[Saved data entries]

****************************************

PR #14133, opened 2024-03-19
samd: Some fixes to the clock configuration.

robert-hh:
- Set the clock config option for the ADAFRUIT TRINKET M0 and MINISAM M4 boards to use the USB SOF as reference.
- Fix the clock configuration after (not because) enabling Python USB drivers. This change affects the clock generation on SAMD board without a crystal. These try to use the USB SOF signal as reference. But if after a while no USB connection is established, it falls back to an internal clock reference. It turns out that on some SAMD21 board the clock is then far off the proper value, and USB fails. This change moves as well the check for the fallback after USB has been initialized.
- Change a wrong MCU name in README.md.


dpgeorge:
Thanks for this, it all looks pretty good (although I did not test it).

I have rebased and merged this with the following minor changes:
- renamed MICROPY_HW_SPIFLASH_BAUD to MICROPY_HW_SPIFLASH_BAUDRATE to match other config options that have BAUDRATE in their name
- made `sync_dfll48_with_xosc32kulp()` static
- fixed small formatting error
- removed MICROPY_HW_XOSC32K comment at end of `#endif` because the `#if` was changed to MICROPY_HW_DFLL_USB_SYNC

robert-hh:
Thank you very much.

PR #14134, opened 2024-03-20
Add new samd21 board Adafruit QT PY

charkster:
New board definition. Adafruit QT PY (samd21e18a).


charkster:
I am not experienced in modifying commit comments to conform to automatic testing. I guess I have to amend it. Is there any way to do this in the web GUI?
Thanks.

****************************************

• _WHAT TO PRODUCE_
Copy out the records above exactly.

• _THE ANSWER_
PR #14133, opened 2024-03-19
samd: Some fixes to the clock configuration.

robert-hh:
- Set the clock config option for the ADAFRUIT TRINKET M0 and MINISAM M4 boards to use the USB SOF as reference.
- Fix the clock configuration after (not because) enabling Python USB drivers. This change affects the clock generation on SAMD board without a crystal. These try to use the USB SOF signal as reference. But if after a while no USB connection is established, it falls back to an internal clock reference. It turns out that on some SAMD21 board the clock is then far off the proper value, and USB fails. This change moves as well the check for the fallback after USB has been initialized.
- Change a wrong MCU name in README.md.


dpgeorge:
Thanks for this, it all looks pretty good (although I did not test it).

I have rebased and merged this with the following minor changes:
- renamed MICROPY_HW_SPIFLASH_BAUD to MICROPY_HW_SPIFLASH_BAUDRATE to match other config options that have BAUDRATE in their name
- made `sync_dfll48_with_xosc32kulp()` static
- fixed small formatting error
- removed MICROPY_HW_XOSC32K comment at end of `#endif` because the `#if` was changed to MICROPY_HW_DFLL_USB_SYNC

robert-hh:
Thank you very much.

PR #14134, opened 2024-03-20
Add new samd21 board Adafruit QT PY

charkster:
New board definition. Adafruit QT PY (samd21e18a).


charkster:
I am not experienced in modifying commit comments to conform to automatic testing. I guess I have to amend it. Is there any way to do this in the web GUI?
Thanks.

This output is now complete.